「…柊里、よく聞いて」
あーあ。
今にも泣き出しそうな顔。
「今まで好きでいてくれてありがとう。…でもやっぱり、俺はお前の気持ちには応えられなかった」
やっぱり無理だ。
凛久の存在はでかすぎる。
いつまで経っても俺になびかないし。
気づけば他の男と付き合ってるし。
それなのに、俺にキスされても嫌がらないし。
マジでどうしようもないやつだけど。
「…柊里には、俺以外と幸せになってほしい。
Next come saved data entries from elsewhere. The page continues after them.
Issue #7864, opened 2023-03-06
Checkout Flow: Support 3D Secure


nickoferrall:
For card payments in the EU, it's important that we support 3D secure payments. Further context here: https://github.com/ParabolInc/parabol/pull/7852#pullrequestreview-1325600146

### AC

- [ ] Support 3D Secure payments

PR #8005, opened 2023-04-06
feat(checkout-flow): handle credit card functionality

nickoferrall:
Fix https://github.com/ParabolInc/parabol/issues/7693

Demo: https://www.loom.com/share/66aedcba66f14d6ea1ce1dcd82217c0e

I had a look on the Stripe Dashboard to see if Igor & Georg have access, but I couldn't see any other users. I think that's because I have restricted permissions where I can't see or invite other users. So if you don't have Stripe access, please tag someone in Slack that can invite you.

I'll improve the UI after the user has upgraded in the following issue: https://github.com/ParabolInc/parabol/issues/8006

A subscription will not be created for 3D Secure payment methods. This will be handled here: https://github.com/ParabolInc/parabol/issues/7864

### To test

- [ ] Add the checkout flow feature flag to an org on the Starter tier
- [ ] Enter dummy card details. Click "Upgrade" before you've entered all the details and see the error messages
- [ ] Enter dummy credit card details correctly, click Upgrade, and see the confetti animation
- [ ] Go to the Stripe dashboard, click "Test" mode, and see that the subscription was successfully created
- [ ] Refresh the page and see that the org has now been upgraded to the Team tier and the credit card panel no longer shows up


codegen.json
```diff
@@ -40,7 +40,7 @@
           "Comment": "../../database/types/Comment#default as CommentDB",
           "Company": "./types/Company#CompanySource",
           "CreateImposterTokenPayload": "./types/CreateImposterTokenPayload#CreateImposterTokenPayloadSource",
-          "CreatePaymentIntentSuccess": "./types/CreatePaymentIntentSuccess#CreatePaymentIntentSuccessSource",
+          "CreateSetupIntentSuccess": "./types/CreateSetupIntentSuccess#CreateSetupIntentSuccessSource",
```
nickoferrall, line 43: SetupIntent is used for subscriptions whereas createPaymentIntent is used for one-off payments

packages/server/graphql/mutations/upgradeToTeamTier.ts
```diff
@@ -53,7 +62,12 @@ export default {
     const viewer = await dataLoader.get('users').load(viewerId)
     const {email} = viewer!
     try {
-      await upgradeToTeamTier(orgId, stripeToken, email, dataLoader)
+      // TODO: remove upgradeToTeamTierOld once we rollout the new checkout flow: https://github.com/ParabolInc/parabol/milestone/150
+      if (paymentMethodId) {
+        await upgradeToTeamTier(orgId, paymentMethodId, email, dataLoader)
```
nickoferrall, line 67: `upgradeToTeamTier` changed quite a bit now that we're using Stripe Elements and use the paymentMethodId rather than creating a stripe token using the credit card details the user gives us. 

I felt that the simplest move was to rename `upgradeToTeamTier` to `upgradeToTeamTierOld` and create a new `upgradeToTeamTier` helper function. We can remove the old one when we rollout the new checkout flow.

nickoferrall:
Thanks @igorlesnenko - I could reproduce the `payment_method` console error. I fixed this by attaching the payment to the customer before updating the default payment method.

igorlesnenko (approved):

packages/client/modules/userDashboard/components/OrgBilling/BillingForm.tsx
```diff
@@ -20,56 +26,74 @@ const StyledForm = styled('form')({
...
-
 const UpgradeButton = styled(PrimaryButton)<{isDisabled: boolean}>(({isDisabled}) => ({
   background: isDisabled ? PALETTE.SLATE_200 : PALETTE.SKY_500,
   color: isDisabled ? PALETTE.SLATE_600 : PALETTE.WHITE,
   boxShadow: 'none',
   marginTop: 16,
   width: '100%',
   elevation: 0,
-  '&:hover': {
+  '&:hover, &:focus': {
```
Dschoordsch, line 36: Just a side note, the "Plans" panel does not have any focus behaviour which makes it impossible to use with just the keyboard

packages/client/modules/userDashboard/components/OrgBilling/BillingForm.tsx
```diff
@@ -20,56 +26,74 @@ const StyledForm = styled('form')({
...
+    const {setupIntent, error} = await stripe.confirmSetup({
+      elements,
+      redirect: 'if_required'
+    })
     setIsLoading(false)
+    if (error) return
+    const {payment_method: paymentMethodId, status} = setupIntent
+    if (status === 'succeeded' && typeof paymentMethodId === 'string') {
+      setIsPaymentSuccessful(true)
+      const handleCompleted = () => {}
```
Dschoordsch, line 75: -1 this one is failing linting

packages/client/modules/userDashboard/components/OrgBilling/BillingForm.tsx
```diff
@@ -20,56 +26,74 @@ const StyledForm = styled('form')({
...
+    if (!stripe || !elements) return
+    setIsLoading(true)
+    const {setupIntent, error} = await stripe.confirmSetup({
+      elements,
+      redirect: 'if_required'
+    })
     setIsLoading(false)
+    if (error) return
+    const {payment_method: paymentMethodId, status} = setupIntent
+    if (status === 'succeeded' && typeof paymentMethodId === 'string') {
```
Dschoordsch, line 73: -1 What about if not? If I test with a [declining card](https://stripe.com/docs/testing#declined-payments) 4000000000000002 or with a [3D Secure card](https://stripe.com/docs/testing#authentication-and-setup) 4000002760003184 and decline, then there is no message at all

Dschoordsch (changes requested):

packages/client/modules/userDashboard/components/OrgBilling/BillingForm.tsx
nickoferrall: Thanks, updated!

By the way, 3D Secure cards won't create subscriptions in this PR. It'll be handled in https://github.com/ParabolInc/parabol/issues/7864

packages/client/modules/userDashboard/components/OrgBilling/BillingForm.tsx
nickoferrall: Yeah, that would be nice! I've created an issue to work on that: https://github.com/ParabolInc/parabol/issues/8085

Dschoordsch (approved):
Before we forget, can you please also add new testing scenarios to the release test?
Could also be done a bit later, but should be logged in an issue so we don't forget.

nickoferrall:
> can you please also add new testing scenarios to the release test?

Sure thing! I've added an issue here: https://github.com/ParabolInc/parabol/issues/8089

Issue #7962, opened 2023-03-28
RiD Details View: Retro Sidebar


jmtaber129:
Implement the sidebar for the RiD details view for retros

[Figma for sidebar](https://www.figma.com/file/PmE9A2ryODVzFPjZFJn7qi/Parabol-Activity-Library?node-id=449-24127&t=PRHULhykN1IzuXNk-0) (TODO: confirm when these designs are finalized)

[Thread on team selection on non-public templates](https://parabol.slack.com/archives/C836NA350/p1680724905390839) (TODO: confirm when these designs are finalized)

AC:
- [ ] Sidebar matches designs
- [ ] Team selection behavior for non-public templates is reasonable
- [ ] Can start a new retro meeting

PR #8008, opened 2023-04-06
feat(rid): Retro Details Sidebar

jmtaber129:
# Description

Fixes https://github.com/ParabolInc/parabol/issues/7962

Implement retro details sidebar + improve responsiveness for smaller desktop screens.

The team selection dropdown case when the template is limited to team (vs org) is out of scope for this PR and will be implemented later - team selection here is reasonable for now.

Parts of the diff would benefit from `?w=1`

Needs rebase once https://github.com/ParabolInc/parabol/pull/7990 lands

## Demo
https://www.loom.com/share/f9f857bf626d42acbd560c89e8dc0511

## Testing scenarios
- [ ] Smoke test responsiveness
- [ ] Smoke test active meetings
- [ ] Team-scoped template
  - [ ] Confirm no other teams included in team dropdown
  - [ ] toggle a setting
  - [ ] Start retro, and confirm team, setting, and template
- [ ] Org-scoped template on team that user is on
  - [ ] Confirm only teams in org included in team dropdown
  - [ ] Select a non-owner team
  - [ ] Start retro, and confirm team, setting, and template
- [ ] Org-scoped template on team that user is not on
  - [ ] Confirm only teams in org included in team dropdown
  - [ ] Start retro, and confirm team, setting, and template
- [ ] Public template
  - [ ] Confirm all teams the user is on are included in team dropdown
  - [ ] Start retro, and confirm team, setting, and template
- [ ] Smoke test regressions
  - [ ] Team picker in existing flow
  - [ ] current meetings in existing flow
  - [ ] Editable template name
  - [ ] Template selection

## Final checklist

### DIFF
--- a/packages/client/components/ActivityLibrary/ActivityDetailsSidebar.tsx
+++ b/packages/client/components/ActivityLibrary/ActivityDetailsSidebar.tsx
@@ -1,0 +1,125 @@
+import React, {useState} from 'react'
+import graphql from 'babel-plugin-relay/macro'
+import {useFragment} from 'react-relay'
+import StartRetrospectiveMutation from '~/mutations/StartRetrospectiveMutation'
+import {ActivityDetailsSidebar_template$key} from '~/__generated__/ActivityDetailsSidebar_template.graphql'
+import {ActivityDetailsSidebar_teams$key} from '~/__generated__/ActivityDetailsSidebar_teams.graphql'
+import NewMeetingTeamPicker from '../NewMeetingTeamPicker'
+import {MenuPosition} from '../../hooks/useCoords'
+import sortByTier from '../../utils/sortByTier'
+import NewMeetingSettingsToggleCheckIn from '../NewMeetingSettingsToggleCheckIn'
+import NewMeetingSettingsToggleAnonymity from '../NewMeetingSettingsToggleAnonymity'
+import NewMeetingActionsCurrentMeetings from '../NewMeetingActionsCurrentMeetings'
+import FlatPrimaryButton from '../FlatPrimaryButton'
+import SelectTemplateMutation from '../../mutations/SelectTemplateMutation'
+import useAtmosphere from '../../hooks/useAtmosphere'
+import useMutationProps from '../../hooks/useMutationProps'
+import {useHistory} from 'react-router'
+
+interface Props {
+  selectedTemplateRef: ActivityDetailsSidebar_template$key
+  teamsRef: ActivityDetailsSidebar_teams$key
+}
+
+const ActivityDetailsSidebar = (props: Props) => {
+  const {selectedTemplateRef, teamsRef} = props
+  const selectedTemplate = useFragment(
+    graphql`
+      fragment ActivityDetailsSidebar_template on MeetingTemplate {
+        id
+        teamId
+        orgId
+        scope
+      }
+    `,
+    selectedTemplateRef
+  )
+
+  const teams = useFragment(
+    graphql`
+      fragment ActivityDetailsSidebar_teams on Team @relay(plural: true) {
+        id
+        lastMeetingType
+        name
+        tier
+        orgId
+        retroSettings: meetingSettings(meetingType: retrospective) {
+          ...NewMeetingSettingsToggleCheckIn_settings
+          ...NewMeetingSettingsToggleAnonymity_settings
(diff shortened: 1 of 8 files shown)


packages/client/components/ActivityLibrary/ActivityDetailsSidebar.tsx
```diff
@@ -0,0 +1,125 @@
...
+        orgId
+        scope
+      }
+    `,
+    selectedTemplateRef
+  )
+
+  const teams = useFragment(
+    graphql`
+      fragment ActivityDetailsSidebar_teams on Team @relay(plural: true) {
```
mattkrick, line 40: Question: are the 2 fragments because of that weird relay bug with optimistic objects getting GC'd?

packages/client/components/ActivityLibrary/ActivityDetailsSidebar.tsx
```diff
@@ -0,0 +1,125 @@
...
+      }
+    )
+  }
+
+  return (
+    <div className='flex w-96 flex-col border-l border-solid border-slate-300 px-4 pb-9 pt-14'>
+      <div className='mb-6 text-xl font-semibold'>Settings</div>
+
+      <div className='flex grow flex-col gap-2'>
+        {availableTeams && (
```
mattkrick, line 99: -1 `availableTeams.length > 0`? i think availaableTeams is always gonna be an array

mattkrick (changes requested):
-1 If the template title ends with the word "Copy" then when you click it & enter the details view the title is autoFocused in edit mode. Feels like this shouldn't be

packages/client/components/ActivityLibrary/ActivityDetailsSidebar.tsx
jmtaber129: Not at all, this is just the component API that makes the most sense here. Otherwise we'd be passing in a viewer ref + template ID and duplicating a lot of the logic in the parent `ActivityDetails` component.

jmtaber129:
> If the template title ends with the word "Copy" then when you click it & enter the details view the title is autoFocused in edit mode

This is an artifact of the existing `EditableTemplateName` component, which autofocuses when the template name suggests a new template whose name should be edited (i.e. [`*New Template` or ends with ` Copy`](https://github.com/ParabolInc/parabol/blob/9e04756874afacf72569ae98a1b91b2624411134/packages/client/modules/meeting/components/EditableTemplateName.tsx#L43)). This can be reproduced in the existing template selection modal, too.

I've largely been strictly reusing components from the existing template details view to minimize the scope of this view for the initial iteration, but this should become a non-issue when we implement the dedicated "edit mode" for RiD, so I'd strongly prefer to leave it as-is for now.

mattkrick:
Yeah, we can leave as-is for internally testing, but we'll want to make sure that doesn't creep into our GA release. How would you like to track this? An individual issue or part of a big GA checklist issue?

jmtaber129:
TBH I'm not sure we want to "fix" this - the logic in https://github.com/ParabolInc/parabol/blob/9e04756874afacf72569ae98a1b91b2624411134/packages/client/modules/meeting/components/EditableTemplateName.tsx#L43 suggests newly cloned templates should have their name updated (instead of just being "XYZ Copy" forever). I imagine we'll want to maintain that status quo when navigating to newly cloned templates, whether that's entering into a dedicated edit mode, or autofocusing the template name.

In any case, this issue is tangential to the specific changes introduced in this PR, and this issue should be resolved as part of edit mode regardless.

enriquesanchez:
This is looking great! 

Will the mobile view also be in scope within this PR?

Also, I'm not sure if you saw this, but we want to have a subtle animation when the user moves into and out of the edit mode, something like this:

https://user-images.githubusercontent.com/3276087/231293409-576c74fc-ebba-451a-b0f4-c10baa5d0ffc.mp4

Also notice how the back arrow next to "Start Activity" changes to a close icon and says "Edit Activity".

jmtaber129:
@enriquesanchez I'm calling mobile out of scope for now to minimize the scope of the initial iteration.

We also haven't implemented a dedicated edit mode yet (everything is editable if the user has perms, just like the existing template details view), but that animation would be included as part of that.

……俺、凛久のこと手に入れるまであきらめる気ないからさ」
絶対、諦めてなんかやらねー。
俺のこと好きっていうまで、離さない。
そんな風に思っちゃう俺は、柊里と同じくらい粘着質なんだろうけど。
「っ…あ、あたしの、なにがダメだった…っ?」
なにがダメって。
最後にそれ聞く?
「ダメじゃない。…柊里は良い女の子だったよ。俺にはもったいないくらいのな?」
「…~っ」
「…ごめんな。好きな子が待ってるからさ」
最後に、泣き出した柊里の姿が見えた。
でもあえて、それを拭うなんてことしない。
俺と凛久の間に割って入ろうとした罰。
…いっぱい泣いて、強くなれ。柊里。
凛久の姿をとらえて、教室に連れ込んだ。
じっとしていられなくて、なにか言葉を交わすより先に口を奪った。